基于声表面波的V型裂纹快速检测数值研究

Numerical Study on Rapid Detection of V-Shaped Cracks Based on Surface Acoustic Wave

为了实现对金属表面V型裂纹深度的快速检测,本文研究了声表面波与一定深度范围内的V型裂纹的作用过程,采用有限元方法模拟了热弹机制下,线性脉冲激光源激发的声表面波信号在金属材料中的传输过程,以及声表面波与V型裂纹的相互作用。研究结果表明,不同深度的V型裂纹和声表面波有不同的相互作用。通过分析不同深度裂纹与声表面波的作用机制,将裂纹深度信息划分为三个范围区间,并推算出了相应的裂纹深度的计算方法。本文根据作用过程的不同,提出了一种对金属表面V型裂纹深度进行快速判断和检测的方法。该方法通过检测声表面波反射回波信号RR和转换横波信号RS峰值的大小,可对V型裂纹的深度范围进行快速判断,然后检测出其深度信息。该方法可以快速定位裂纹深度区间,提高了金属表面V型裂纹深度信息的检测效率。模拟结果表明,裂纹深度计算值和实际值之间的误差均不超过5%,该方法可以实现对金属表面V型裂纹的高效检测。

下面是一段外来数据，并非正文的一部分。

PR #4483, opened 2024-02-28
STYLE: Introduce constants for the default tolerances

blowekamp:
Consolidates constants used for default tolerances into the itkMacro.h header file.

## PR Checklist

### DIFF
--- a/Modules/Core/Common/include/itkMacro.h
+++ b/Modules/Core/Common/include/itkMacro.h
@@ -485,6 +485,7 @@ OutputWindowDisplayGenericOutputText(const char *);
 
 extern ITKCommon_EXPORT void
 OutputWindowDisplayDebugText(const char *);
+
 } // end namespace itk
 
 // The itkDebugStatement is to be used to protect code that is only used in the itkDebugMacro
--- a/Modules/Core/Common/include/itkImageBase.h
+++ b/Modules/Core/Common/include/itkImageBase.h
@@ -44,6 +44,15 @@
 namespace itk
 {
 
+/** The default tolerance when comparing the geometry of two images.
+ *
+ * The value was chosen based on precisions of file formats such as DICOM,
+ * to enable interoperability with images saved to file formats with higher precision.
+ */
+inline constexpr double DefaultImageCoordinateTolerance = 1e-6;
+inline constexpr double DefaultImageDirectionTolerance = 1e-6;
+
+
 /** \class ImageBase
  * \brief Base class for templated image classes.
  *
@@ -791,8 +800,8 @@ public:
    */
   bool
   IsSameImageGeometryAs(const ImageBase * otherImage,
-                        double            coordinateTolerance = 1e-6,
-                        double            directionTolerance = 1e-6) const;
+                        double            coordinateTolerance = DefaultImageCoordinateTolerance,
+                        double            directionTolerance = DefaultImageDirectionTolerance) const;
 
   /** INTERNAL This method is used internally by filters to copy meta-data from
    * the output to the input. Users should not have a need to use this method.
--- a/Modules/Core/Common/src/itkImageToImageFilterCommon.cxx
+++ b/Modules/Core/Common/src/itkImageToImageFilterCommon.cxx
@@ -23,8 +23,8 @@ namespace itk
 
 namespace
 {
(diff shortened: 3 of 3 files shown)


Modules/Core/Common/include/itkMacro.h
```diff
@@ -485,6 +485,15 @@ OutputWindowDisplayGenericOutputText(const char *);
...
 OutputWindowDisplayDebugText(const char *);
+
+/** The default tolerance when comparing the geometry of two images
+ *
+ * The value was chosen based on precisions of file formats such as DICOM,
+ * to enable interoperability with images saved to file formats with higher precision.
+ */
+const double itkDefaultCoordinateTolerance = 1e-6;
+const double itkDefaultDirectionTolerance = 1e-6;
+
```
N-Dekker, line 496: Thanks @blowekamp I very much appreciate having named constants for such "magic numbers". I'm not entirely sure about having them in "itkMacro.h" though, as they obviously aren't really `#define` macro's. Maybe have them in a separate file, "itkDefaultConstants.h" ? Or maybe just place them in "itkImageBase.h"?

By the way, I would rather drop the "itk" prefix from the identifiers, as they are already nicely defined inside the `itk` namespace.

N-Dekker:
Are the constants you are proposing here meant to be part of the public API? Just wondering. Personally I think it's fine to have them in the public API. In that case, you may even call it an enhancement (`ENH`), rather than just a style improvement (`STYLE`).  😃

Modules/Core/Common/include/itkMacro.h
dzenanz: I think that Niels is right. These constants feel as they belong in ImageBase, not here.

dzenanz (approved):
Even this is fine by me.

N-Dekker:
Looks like the ITK.Windows CI failure (itkConvolutionImageFilterStreamingTest) is unrelated: https://open.cdash.org/tests/1443991348 But I don't really know  🤷

blowekamp:
Regarding the name, I struggled to find other example of global constants in ITK, so I was not sure what naming convention to use. The closest I could find what itkCommonEnum, but they are just enum and not constant real numbers.

hjmjohnson (changes requested):
This breaks one definition rule. 

https://stackoverflow.com/questions/45987571/difference-between-constexpr-and-static-constexpr-global-variable

I think you need the C++17 inline constexpr if it is used in a header.
```c++
inline constexpr double itkDefaultCoordinateTolerance = 1e-6;
```

N-Dekker:
> I think you need the C++17 inline constexpr if it is used in a header.

Interesting, thanks @hjmjohnson  😃 Honesty I don't have experience with `inline constexpr`, do you? I do believe, in practice the original `const` works fine for global variables, also in a header. As initially proposed by Bradley:

```cpp
const double itkDefaultCoordinateTolerance = 1e-6;
```

With `const`, different cxx files might see a different `itkDefaultCoordinateTolerance` instance. At a different address, `&itkDefaultCoordinateTolerance`. But they would all have the same value anyway, `1e-6`.

With `inline constexpr` I assume that all cxx files would share one and the same `itkDefaultCoordinateTolerance` instance, at the same address, `&itkDefaultCoordinateTolerance`. This might certainly be a nice property. But I just don't know if it's necessary  🤷

blowekamp:
The `inline` specifier looks like a good hint for the compiler.

There appears to be concusses to move these definitions to the itkImageBase header. I assume in the itk namespace and not as a constant member variable.

I am still looking for what the names should be. Maybe `ImageDefaultCoordinateTolerance`?

N-Dekker:
> The `inline` specifier looks like a good hint for the compiler.

I guess the `inline` specifier might be slightly more work for the compiler, because it then has to make sure that the constant has one unique instance (at a unique address). But as long as it works, it's OK to me.

> I am still looking for what the names should be. Maybe `ImageDefaultCoordinateTolerance`?

Personally I would put the word "Default" at the begin (as in "DefaultImageCoordinateTolerance"), but I guess that's just a matter of taste! Either way is OK to me.

N-Dekker (approved):
Thanks @blowekamp 👍

dzenanz (approved):

hjmjohnson (approved):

This study seeks to achieve rapid detection of the V-shaped crack depth on metal surfaces.To this end,this study investigates the action process of the V-shaped crack and the surface acoustic wave within a certain range and adopts the finite element method to simulate the transmission process of the surface acoustic wave signal excited by the linear pulse laser source in metal materials under the thermoelastic mechanism and the interaction process of surface acoustic wave and Vshaped crack.The study show that V-shaped cracks of different depths and surface acoustic waves have different interaction processes.By analyzing the mechanism of different depth cracks and surface acoustic wave,the crack depth information is divided to three range intervals,and the calculation method of corresponding crack depth is estimated.In accordance with different action processes,this study proposes a rapid judgment and detection method for the V-shaped crack depth on metal surfaces.By detecting the surface acoustic wave reflected echo signal RR and the converted shear wave signal RS peak size,the depth range of the Vshaped crack can be quickly judged,and then its depth information is detected.This method enables rapid location of the crack depth interval and improvement of the detection efficiency of V-shaped crack depth information on metal surfaces.The simulation shows that the error of the crack depth between the calculated value and actual one does not exceed 5%,and that this method can achieve efficient detection of metal surface V-shaped cracks.